LOS REGISTROS GEOMAGNéTICOS REVELAN QUE AQUELLOS DOS DíAS TUVIERON LUGAR SENDAS TORMENTAS SOLARES DE ALTA INTENSIDAD, y existen fotografías del Sol que exhiben manchas de larga duración, lo que avala esa relación. Desde esas manchas se libera al espacio el viento solar, un flujo de electrones y otras partículas con carga eléctrica. Cuando interacciona con el campo magnético terrestre se desvían hacia los polos, y si entra en contacto con los gases atmosféricos, se producen las auroras. La luz surge de la vuelta a su estado normal de los átomos que han sido excitados por la acción del citado viento solar.
Una aurora típica tiene lugar a una altura de entre 250 y 400 kilómetros, pero las tormentas solares especialmente potentes generan electrones muy energéticos, capaces de llegar hasta los 90 kilómetros sobre la superficie. Es lo que sucedió en 1870, como sugiere la manifestación de tonos violeta y verdosos, procedentes de las emisiones del oxígeno y el nitrógeno molecular atmosféricos. Los electrones lentos dan como resultado excitaciones menos energéticas, que devienen en colores rojizos.
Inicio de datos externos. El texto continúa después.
PR #1644, opened 2026-04-14
feat(cloud-agent): support codex cloud runs

tatoalo:
## Problem

cloud runs let users pick`codex` via the UI but the selected runtime was not carried through the cloud-run path consistently

ph_code_codex_support

## Changes

- added explicit cloud runtime fields for adapter, provider, model, and reasoning effort
- updated the cloud agent server startup path to select the configured adapter explicitly instead of relying on Claude-oriented defaults.
- added shared reasoning-effort capability helpers so local and cloud flows use the same adapter/model support rules

Companion: https://github.com/PostHog/posthog/pull/54462

### DIFF
--- a/packages/agent/src/server/agent-server.ts
+++ b/packages/agent/src/server/agent-server.ts
@@ -19,6 +19,7 @@ import {
 } from "../adapters/acp-connection";
 import { selectRecentTurns } from "../adapters/claude/session/jsonl-hydration";
 import type { CodeExecutionMode } from "../execution-mode";
+import { DEFAULT_CODEX_MODEL } from "../gateway-models";
 import { PostHogAPIClient } from "../posthog-api";
 import {
   type ConversationTurn,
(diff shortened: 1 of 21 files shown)


packages/agent/src/server/agent-server.ts
```diff
@@ -638,6 +643,44 @@ export class AgentServer {
...
+        return null;
+      }),
+    ]);
+
+    const prUrl =
+      typeof (preTaskRun?.state as Record<string, unknown>)
+        ?.slack_notified_pr_url === "string"
+        ? ((preTaskRun?.state as Record<string, unknown>)
+            .slack_notified_pr_url as string)
+        : null;
```
jonathanlab: :/

jonathanlab (approved):
LGTM, thank you!

packages/agent/src/server/agent-server.ts
tatoalo: yeah fair, using an external helper to make it a bit less fugly

PR #1651, opened 2026-04-14
refactor: initial decoupling of electron

jonathanlab:
### What's going on?

When a user works on a task, the work happens somewhere, either locally on their machine or in a cloud sandbox. Right now, those two paths are different codepaths. Every feature that touches git, the filesystem, or the shell needs to know which mode it's in, which makes cloud parity with local very difficult.

That's one part of the problem. We also ideally want to be able to run PostHog Code on a bunch of different platforms:  
- Cloud  
- Mobile  
- Browser  
- Desktop

We also have a bunch of data/functionality dependencies:  
- Platform specific dependencies (Think clipboards, notifications, OS dialogues, etc, each platform thinks differently about these)  
- PostHog API (This one's easy to handle across different platforms)  
- Node server stuff; Think all our git handling, process spawning, file watchers etc.  Basically stuff we want to run and behave identically on both a sandbox and users local environment. Fortunately we know this will always run in a node environment, so we don't need a per platform implementation.

### What are we doing?

To make the above possible we need to split our node server (which we currently run inside electron) into two packages that can run anywhere. To achieve that, we need to get rid of the electron dependencies in the node server.

```
# This is node, running in a sandbox OR your local device, exposing TRPC procedures.
# It handles all workspace/task run specific logic, such as file changes.
packages/workspace-server

# This is node running on some web server/worker OR your local device, 
# and coordinates/talks to the workspace servers.
# It also handles non-task specific stuff.
# We can't run it in the sandbox because we might have multiple sandboxes 
# at the same time, plus they're ephemeral.
# This also exposes TRPC procedures
packages/app-server 

# Shared interfaces that all platforms must adhere to
# Toy example with clipboard usage, all electron related stuff goes here,
# it's also about stuff like path handling, file attachments, etc:
packages/platform <- interfaces such as (IClipboard, IExternalURL)

# These implement the behaviors described in packages/platform
apps/web/ <- WebClipboard
apps/desktop/ <- ElectronClipboard
apps/ui/ <- React DOM UI

# This one also implements it's own UI since we can't run React DOM here
apps/mobile <- MobileClipboard 
```

This makes the first step, by defining a package that all platforms must adhere to, in `packages/platform` .  
We make an initial start at implementing one of those interfaces via `apps/code/platform-adapters/electron-url-launcher.ts`. At runtime we inject this into our server. In a browser context we'd inject `web-url-launcher.ts etc.`. It's a toy example for the rest of the stack.

### That's great but aren't you just massively overengineering this?

Fully extracting electron will eventually allow us to split the node server we run in electron into `packages/server`, then expose that node server via the modal sandbox over hono with TRPC.

This is good because we can then route to either local or the sandbox based on whether the task run is cloud or local, which _IN THEORY_ could make cloud feel identical to local.  
  
It's a bigger lift, but IMO the right way to do this. As far as I can see it's the only way to prevent 50 (and soon more) `if workspace.mode === 'cloud'` statements scattered throughout our codebase. Without this, every feature that touches git/shell/files needs a local codepath and a cloud codepath, and that will become more painful as time goes on.
  
Instead we just call `trpc.git.getCurrentBranch` and route it to the right spot (either local or a sandbox) based on whether the task run is local or cloud.

It also open avenues to supporting other platforms such PostHog Code in the web :) (This is a nice side effect, definitely not the main concern). A more direct benefit is that we could share a lot of the code between PostHog Mobile and PostHog Code desktop   
  
---------  
  
I've spent quite a while thinking about this, and this architecture is loosely based on VSCode's internal structure. Happy to hear feedback

### DIFF
--- a/.github/workflows/build.yml
+++ b/.github/workflows/build.yml
@@ -33,6 +33,9 @@ jobs:
       - name: Build electron-trpc
         run: pnpm --filter @posthog/electron-trpc build
 
+      - name: Build platform
+        run: pnpm --filter @posthog/platform build
+
       - name: Build shared
         run: pnpm --filter @posthog/shared build
 
--- a/.github/workflows/code-release.yml
+++ b/.github/workflows/code-release.yml
@@ -85,6 +85,9 @@ jobs:
       - name: Build electron-trpc package
         run: pnpm --filter @posthog/electron-trpc run build
 
+      - name: Build platform package
+        run: pnpm --filter @posthog/platform run build
+
       - name: Build shared package
         run: pnpm --filter @posthog/shared run build
 
@@ -181,6 +184,9 @@ jobs:
 
       - name: Build electron-trpc package
         run: pnpm --filter @posthog/electron-trpc run build
+
+      - name: Build platform package
+        run: pnpm --filter @posthog/platform run build
 
       - name: Build shared package
         run: pnpm --filter @posthog/shared run build
--- a/.github/workflows/test.yml
+++ b/.github/workflows/test.yml
@@ -78,6 +78,7 @@ jobs:
       - name: Build packages
         run: |
           pnpm --filter @posthog/electron-trpc build &
+          pnpm --filter @posthog/platform build &
           pnpm --filter @posthog/shared build
           pnpm --filter @posthog/git build
           pnpm --filter agent build &
--- a/apps/code/package.json
+++ b/apps/code/package.json
@@ -131,6 +131,7 @@
     "@posthog/git": "workspace:*",
     "@posthog/hedgehog-mode": "^0.0.48",
     "@posthog/quill": "0.1.0-alpha.7",
+    "@posthog/platform": "workspace:*",
     "@posthog/shared": "workspace:*",
     "@radix-ui/react-collapsible": "^1.1.12",
     "@radix-ui/react-icons": "^1.3.2",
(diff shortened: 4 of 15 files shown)


jonathanlab:
* **#1654** <a href="https://app.graphite.com/github/pr/PostHog/code/1654?utm_source=stack-comment-icon" target="_blank">Graphite</a>
* **#1653** <a href="https://app.graphite.com/github/pr/PostHog/code/1653?utm_source=stack-comment-icon" target="_blank">Graphite</a>
* **#1651** <a href="https://app.graphite.com/github/pr/PostHog/code/1651?utm_source=stack-comment-icon" target="_blank">Graphite</a> 👈 <a href="https://app.graphite.com/github/pr/PostHog/code/1651?utm_source=stack-comment-view-in-graphite" target="_blank">(View in Graphite)</a>
* `main`


<h2></h2>

charlesvien (approved):

charlesvien (approved):

tatoalo (approved):

jonathanlab:
### Merge activity

* **Apr 20, 1:04 PM UTC**: A user started a stack merge that includes this pull request via [Graphite](https://app.graphite.com/github/pr/PostHog/code/1651).
* **Apr 20, 1:04 PM UTC**: @jonathanlab merged this pull request with [Graphite](https://app.graphite.com/github/pr/PostHog/code/1651).

PR #1652, opened 2026-04-14
feat(cloud-agent): refine cloud PR publish policy

tatoalo:
## Problem

cloud runs PR behavior needed to be more predictable across origins and session states

We want:
- Slack-origin coding tasks to auto-create or auto-update PRs by default
- non-Slack cloud runs to stop for review unless the user explicitly asks to publish
- exploratory runs with `createPr=false` to reliably avoid publishing
- detected existing PRs in a live session to follow the same policy as the startup prompt

### DIFF
--- a/packages/agent/src/server/agent-server.ts
+++ b/packages/agent/src/server/agent-server.ts
@@ -1,4 +1,8 @@
-import type { ContentBlock } from "@agentclientprotocol/sdk";
+import type {
+  ContentBlock,
+  RequestPermissionRequest,
+  RequestPermissionResponse,
+} from "@agentclientprotocol/sdk";
 import {
   ClientSideConnection,
   ndJsonStream,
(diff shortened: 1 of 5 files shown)


packages/agent/src/server/agent-server.ts
```diff
@@ -1331,6 +1396,42 @@ ${attributionInstructions}
           }
         }
 
+        if (this.config.createPr === false) {
+          const meta =
```
joshsny: nit: this function is ugly and hard to parse, can we split it out in some way into some helpers?

joshsny (approved):
🚢🚢🚢

packages/agent/src/server/agent-server.ts
tatoalo: absolutely, thanks for flagging!

PR #1680, opened 2026-04-15
fix: prevent filepath wrapping in diff panel

reverb256:
## Problem

Long filepaths in the diff review panel wrap between the gray directory path and bold filename, breaking visual alignment.

Closes #1600

## Fix

Wrap both path segments in a single container with `nowrap` + `ellipsis` truncation:
- `whiteSpace: nowrap` keeps dir + filename on one line
- `overflow: hidden` + `text-overflow: ellipsis` truncates long paths
- `title` attribute shows full path on hover

## Tests

4 new tests in `ReviewShell.test.tsx` verifying filepath rendering and nowrap behavior.


.gitignore
```diff
@@ -59,3 +59,5 @@ plugins/posthog/local-skills/
 
 # Symlinked copies of posthog, to make developing against those APIs easier
 posthog-sym
+.pi-lens/
```
jonathanlab: Please gitignore these kind of files locally.

jonathanlab (changes requested):

jonathanlab:
CleanShot 2026-04-20 at 16 37 04@2x

I updated it to this instead, we mainly care about filename so let's show that first.

jonathanlab (approved):

PR #2640, opened 2026-06-12
fix(sidebar): show spinner while archiving a task

pauldambra:
phode couldn't really cope if you archived task b while task a was still archiving

well, not any more

CleanShot 2026-06-12 at 20 17 09

## Problem

Archiving a task from the sidebar was unreliable. Clicking *Archive* fired the request and immediately removed the row (optimistic), so there was no feedback that anything was happening, failures were swallowed silently, and clicking archive/pin/right-click repeatedly during the in-flight window produced inconsistent results ("archiving doesn't always seem to take").

## Changes

- The conversation you click *Archive* on now shows a **spinner** in its row and stays put until the archive actually **succeeds**, then disappears.
- While a row is archiving, **clicking it, toggling its pin, and right-clicking are no-ops**, and repeated archive clicks are ignored.
- A failed archive now surfaces an error toast instead of failing silently.

Implemented via a small `archivingTasksStore` (UI view state) tracking in-flight ids, plus an `optimistic` flag on the `archiveTask` orchestration so the interactive single-archive path defers its cache removal to success (bulk/`archive-prior` keep the instant optimistic behavior).

## How did you test this?

- `packages/core` unit tests for the orchestration's deferred (`optimistic: false`) path — defers cache writes until archive resolves, and leaves caches untouched on failure.
- New unit tests for `archivingTasksStore`.
- `pnpm --filter @posthog/core --filter @posthog/ui typecheck` and Biome lint on the changed files, both clean.

---
*Created with [PostHog Code](https://posthog.com/code?ref=pr) from a [Slack thread](https://posthog.slack.com/archives/C0ACRAMJUAG/p1781269709959239?thread_ts=1781269709.959239&cid=C0ACRAMJUAG)*

### DIFF
--- a/packages/core/src/archive/archiveOrchestration.test.ts
+++ b/packages/core/src/archive/archiveOrchestration.test.ts
@@ -64,6 +64,35 @@ describe("archiveTask", () => {
     expect(harness.list.some((a) => a.taskId === TASK_ID)).toBe(true);
   });
 
+  it("with optimistic:false, defers cache writes until archive resolves", async () => {
+    let idsWhenArchiveCalled: string[] = ["sentinel"];
+    harness.deps.archive = vi.fn().mockImplementation(async () => {
+      // Snapshot the cache at the moment the request is made — the row must
+      // still be present (not yet marked archived) while it's in flight.
+      idsWhenArchiveCalled = [...harness.ids];
+    });
+
+    await archiveTask(TASK_ID, harness.deps, { optimistic: false });
+
+    expect(idsWhenArchiveCalled).not.toContain(TASK_ID);
+    // Once the archive resolves, the row is removed from the list.
+    expect(harness.ids).toContain(TASK_ID);
+    expect(harness.list.some((a) => a.taskId === TASK_ID)).toBe(true);
+  });
+
+  it("with optimistic:false, leaves caches untouched when archive fails", async () => {
+    harness.deps.getPinnedTaskIds = vi.fn().mockResolvedValue([TASK_ID]);
+    harness.deps.archive = vi.fn().mockRejectedValue(new Error("boom"));
+
+    await expect(
+      archiveTask(TASK_ID, harness.deps, { optimistic: false }),
+    ).rejects.toThrow("boom");
+
+    expect(harness.ids).not.toContain(TASK_ID);
+    expect(harness.list).toEqual([]);
+    expect(harness.deps.togglePin).toHaveBeenCalledWith(TASK_ID);
+  });
+
   it("rolls back caches and re-pins when archive fails", async () => {
     harness.deps.getPinnedTaskIds = vi.fn().mockResolvedValue([TASK_ID]);
     harness.deps.archive = vi.fn().mockRejectedValue(new Error("boom"));
--- a/packages/ui/src/features/sidebar/archivingTasksStore.ts
+++ b/packages/ui/src/features/sidebar/archivingTasksStore.ts
@@ -1,0 +1,43 @@
+import { create } from "zustand";
+
+interface ArchivingTasksState {
+  /** Task IDs with an archive request currently in flight. */
+  archivingTaskIds: Set<string>;
+}
+
+interface ArchivingTasksActions {
+  isArchiving: (taskId: string) => boolean;
+  startArchiving: (taskId: string) => void;
+  stopArchiving: (taskId: string) => void;
+}
+
+type ArchivingTasksStore = ArchivingTasksState & ArchivingTasksActions;
+
+/**
+ * Tracks which tasks are mid-archive so the sidebar can show a per-row spinner
+ * and treat clicks, pin toggles, and right-clicks on those rows as no-ops until
+ * the archive resolves.
+ */
+export const useArchivingTasksStore = create<ArchivingTasksStore>(
+  (set, get) => ({
+    archivingTaskIds: new Set(),
+
+    isArchiving: (taskId) => get().archivingTaskIds.has(taskId),
+
+    startArchiving: (taskId) =>
+      set((state) => {
+        if (state.archivingTaskIds.has(taskId)) return state;
+        const next = new Set(state.archivingTaskIds);
+        next.add(taskId);
+        return { archivingTaskIds: next };
+      }),
+
+    stopArchiving: (taskId) =>
+      set((state) => {
+        if (!state.archivingTaskIds.has(taskId)) return state;
+        const next = new Set(state.archivingTaskIds);
+        next.delete(taskId);
+        return { archivingTaskIds: next };
+      }),
+  }),
+);
--- a/packages/ui/src/features/sidebar/components/SidebarMenu.tsx
+++ b/packages/ui/src/features/sidebar/components/SidebarMenu.tsx
@@ -12,6 +12,7 @@ import {
   useArchiveCacheKeys,
   useArchiveTask,
 } from "@posthog/ui/features/archive/useArchiveTask";
+import { useArchivingTasksStore } from "@posthog/ui/features/sidebar/archivingTasksStore";
 import { useCommandCenterStore } from "@posthog/ui/features/command-center/commandCenterStore";
 import { useFeatureFlag } from "@posthog/ui/features/feature-flags/useFeatureFlag";
 import { useInboxReports } from "@posthog/ui/features/inbox/hooks/useInboxReports";
@@ -232,6 +233,11 @@ function SidebarMenuComponent() {
   }, [activeTaskId, selectedTaskIds]);
 
   const handleTaskClick = (taskId: string, e: React.MouseEvent) => {
+    // Ignore clicks on a row that's mid-archive.
+    if (useArchivingTasksStore.getState().isArchiving(taskId)) {
+      e.preventDefault();
+      return;
+    }
     if (e.shiftKey) {
       e.preventDefault();
       selectRange(taskId, orderedVisibleTaskIds, activeTaskId);
@@ -292,6 +298,12 @@ function SidebarMenuComponent() {
     e: React.MouseEvent,
     isPinned: boolean,
   ) => {
+    // Right-clicking a row that's mid-archive is a no-op.
+    if (useArchivingTasksStore.getState().isArchiving(taskId)) {
+      e.preventDefault();
+      return;
+    }
+
     // Bulk menu when 2+ tasks are in the effective selection (active + cmd/shift-clicked)
     // and the right-clicked task is one of them. Otherwise clear and fall through.
     if (effectiveBulkIds.length > 1) {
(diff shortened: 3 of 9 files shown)


pauldambra (commented):
> [!NOTE]

QA Swarm inline review — see comments below. Reviewers run: paul-reviewer, xp-reviewer, security-audit. (qa-team skipped — not present on this host.)

packages/ui/src/features/sidebar/components/SidebarMenu.tsx
```diff
@@ -337,24 +349,54 @@ function SidebarMenuComponent() {
...
+  // Guards against repeated clicks: a second call while archiving is a no-op.
+  const runArchive = useCallback(
+    (taskId: string) => {
+      const store = useArchivingTasksStore.getState();
+      if (store.isArchiving(taskId)) return;
+      store.startArchiving(taskId);
+      void archiveTask({ taskId })
+        .catch((error) => {
+          log.error("Failed to archive task", error);
+          toast.error("Failed to archive task");
```
pauldambra, line 363: > [!NOTE]

**[paul]** 🟡 MEDIUM

the whole motivation here is users reporting archives silently not landing, and we've fixed the UX (spinner + error toast) but we still can't *see* failures in the wild — we'll only know when someone complains again. could we capture an event on the failure path (and ideally success + a duration) so we can graph the archive failure rate? captain abundance of caution would want the number on a dashboard. not blocking, but i'd love this before we call "doesn't always take" solved.

packages/ui/src/features/sidebar/components/items/TaskItem.tsx
```diff
@@ -160,7 +166,7 @@ export function TaskItem({
     ) : null;
 
   const toolbar =
-    !hideHoverActions && (onArchive || onTogglePin) ? (
+    !isArchiving && !hideHoverActions && (onArchive || onTogglePin) ? (
```
pauldambra, line 169: > [!NOTE]

**[paul]** 🟢 LOW

no data-attr on the archive/pin hover buttons — sticking one on lets us find these in actions later and build a funnel for archive usage/failures. very cheap, very not blocking.

packages/ui/src/features/sidebar/components/SidebarMenu.tsx
```diff
@@ -232,6 +233,11 @@ function SidebarMenuComponent() {
   }, [activeTaskId, selectedTaskIds]);
 
   const handleTaskClick = (taskId: string, e: React.MouseEvent) => {
+    // Ignore clicks on a row that's mid-archive.
+    if (useArchivingTasksStore.getState().isArchiving(taskId)) {
```
pauldambra, line 237: > [!NOTE]

the `isArchiving(taskId)` early-return now lives in handleTaskClick, handleTaskContextMenu, handleTaskTogglePin and runArchive (plus handleTaskArchive) — ~five copies. faintly smells of shotgun surgery: add a sixth per-row interaction later and it's easy to forget the guard. that said, each call site has genuinely different early-return semantics (some preventDefault, some plain return), and the runArchive guard is the one that matters for correctness (dedupe) — the rest are UX. ThreeStrikesAndYouRefactor territory: fine to ship, revisit if a sixth shows up.

packages/core/src/archive/archiveOrchestration.test.ts
```diff
@@ -64,6 +64,35 @@ describe("archiveTask", () => {
...
+    harness.deps.archive = vi.fn().mockImplementation(async () => {
+      // Snapshot the cache at the moment the request is made — the row must
+      // still be present (not yet marked archived) while it's in flight.
+      idsWhenArchiveCalled = [...harness.ids];
+    });
+
+    await archiveTask(TASK_ID, harness.deps, { optimistic: false });
+
+    expect(idsWhenArchiveCalled).not.toContain(TASK_ID);
+    // Once the archive resolves, the row is removed from the list.
```
pauldambra, line 78: > [!NOTE]

**[xp]** 🟢 LOW

the comment "the row is removed from the list" reads backwards — appending `TASK_ID` to the archived-ids/archive-list caches is what *marks it archived*, and the assertions just below confirm it's present in those caches, not removed. the real deferral check is the line above (`idsWhenArchiveCalled` snapshotted mid-flight). suggest fixing the comment so the next maintainer isn't misled; the post-resolution assertions also restate what the optimistic-path test already covers.

packages/ui/src/features/sidebar/archivingTasksStore.ts
```diff
@@ -0,0 +1,43 @@
...
+
+    startArchiving: (taskId) =>
+      set((state) => {
+        if (state.archivingTaskIds.has(taskId)) return state;
+        const next = new Set(state.archivingTaskIds);
+        next.add(taskId);
+        return { archivingTaskIds: next };
+      }),
+
+    stopArchiving: (taskId) =>
```
pauldambra, line 35: > [!NOTE]

**[paul]** 🟢 LOW

store design is the good part — idempotent start/stop with stable-ref-on-noop is exactly right and the `toBe(setAfterStart)` test is lovely. one question: stopArchiving is called from a `.finally` so we're robust to archive errors, but is there a path where the component unmounts mid-archive and the id is stranded in the set forever? probably harmless (keyed by task id, the row's gone), just checking you thought about it.

pauldambra:
> [!NOTE]
>
> Multi-perspective review: paul-reviewer, xp-reviewer, security-audit (qa-team skipped — not present on this host)

Focused, well-shaped fix. Deferring the cache write to *after* the archive resolves (via the new `optimistic` flag) is a smaller, more honest change than removing-then-rolling-back, and the new `archivingTasksStore` is clean and correctly placed as UI view state. No correctness or security issues found — the only thing worth doing before merge is the misleading test comment; everything else is non-blocking.

### Key findings
- 🟡 **MEDIUM** — Observability: the PR exists because archives "don't always seem to take," but there's still no way to *measure* the failure rate (no capture event, no `data-attr`). Spinner + error toast help the human; a metric would let us graph it.
- 🟢 **LOW** — Misleading test comment in `archiveOrchestration.test.ts` ("the row is removed from the list" reads backwards); a couple of redundant tail assertions.
- 🟢 **LOW** — `isArchiving` guard duplicated across ~five handlers (ThreeStrikes territory; fine for now).
- 🟢 **LOW** — `data-attr` on the archive/pin buttons for future funnels.
- 🟢 **LOW** — Question: can a task id be stranded in the store if a component unmounts mid-archive? (Likely harmless.)
- ⚪ **NITS** — success toast (in `useArchiveTask`) vs error toast (in `runArchive`) split across two files; `handleTaskArchive`'s guard is redundant with `runArchive`'s.

### Convergence
- **paul + xp** independently flagged the repeated `isArchiving` guards across handlers — higher confidence, but both judged it fine to ship under ThreeStrikesAndYouRefactor.

### Reviewer summaries
| Reviewer | Assessment |
| --- | --- |
| 👤 paul | Solid, high-trust fix; would love a failure metric before calling "doesn't always take" solved. |
| 📐 xp | The `optimistic` flag is justified (not a wrong-abstraction smell); only real fix is a backwards test comment. |
| 🛡 security-audit | 0 findings — frontend view-state change, no new trust-boundary crossings, server remains the authz boundary. |

---

packages/ui/src/features/sidebar/components/SidebarMenu.tsx
pauldambra: > [!NOTE]

Good call — adding telemetry for archive success/failure/duration is a valuable follow-up. This is out of scope for this fix which targets the UX gap (spinner + error toast), but tracking it as a separate task would be worthwhile before declaring the "doesn't always take" issue fully resolved.

packages/ui/src/features/sidebar/components/items/TaskItem.tsx
pauldambra: > [!NOTE]

Noted — adding `data-attr` attributes to the archive/pin hover buttons would make autocapture actions easier to build. Agreed this is low priority and out of scope for this fix; tracking as a follow-up.

packages/ui/src/features/sidebar/components/SidebarMenu.tsx
pauldambra: > [!NOTE]

Agreed with the "ThreeStrikesAndYouRefactor" assessment — the guards have genuinely different semantics at each call site (some preventDefault, some plain return) and `runArchive` remains the authoritative correctness guard. Fine to ship as-is; will revisit if a sixth guard site appears.

packages/core/src/archive/archiveOrchestration.test.ts
pauldambra: > [!NOTE]

Valid — the comment "the row is removed from the list" is misleading since the assertions verify presence in archived-ids/archive-list caches (marking as archived), not removal. This would be a simple comment fix; deferring as a follow-up cleanup rather than holding this PR.

packages/ui/src/features/sidebar/archivingTasksStore.ts
pauldambra: > [!NOTE]

Good question — yes, an unmount mid-archive would strand the task id in the set, but as noted: the id is keyed by task id, the row is gone, and `stopArchiving` would be called from the `.finally` on the in-flight promise regardless of whether the component is still mounted (the callback is captured at call time, not tied to the component lifecycle). So the id will be cleaned up when the request settles. No leak.

packages/ui/src/features/sidebar/components/SidebarMenu.tsx
```diff
@@ -337,24 +349,54 @@ function SidebarMenuComponent() {
...
+          useArchivingTasksStore.getState().stopArchiving(taskId);
+        });
+    },
+    [archiveTask],
+  );
+
   const handleTaskArchive = useCallback(
     (taskId: string) => {
+      if (useArchivingTasksStore.getState().isArchiving(taskId)) return;
       const task = allSidebarTasks.find((t) => t.id === taskId);
```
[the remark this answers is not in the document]
pauldambra: > [!NOTE]

Intentional — the guard in `handleTaskArchive` provides an early-exit before the `find` call on the task list, giving slightly different semantics from the deduplication guard inside `runArchive`. Both the convergent QA Swarm finding and this comment agree the duplication is minor and not worth refactoring at this point.

pauldambra:
* **#2640** <a href="https://app.graphite.com/github/pr/PostHog/code/2640?utm_source=stack-comment-icon" target="_blank">Graphite</a> 👈 <a href="https://app.graphite.com/github/pr/PostHog/code/2640?utm_source=stack-comment-view-in-graphite" target="_blank">(View in Graphite)</a>
* `main`


<h2></h2>

packages/ui/src/features/sidebar/components/items/TaskItem.tsx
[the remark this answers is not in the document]
pauldambra: 🤖 takeover-stale-pr: addressed in 753468a60 — the row's `draggable` is now `{!isArchiving}` so a mid-archive row can no longer be dragged into the command center, and the row is dimmed via `isDimmed` while the archive is in flight.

El 25 de enero de 1938 tuvo lugar otra célebre aurora boreal que pudo ser observada en España. En todo caso, su frecuencia depende del Sol, y es mayor alrededor de dos o tres años antes o después de su máxima actividad. Como sabemos, esto se repite en ciclos de unos once años. La última vez sucedió en 2014, por lo que entre 2023 y 2027 tendremos más posibilidades de ver alguna, quizá incluso desde nuestras latitudes.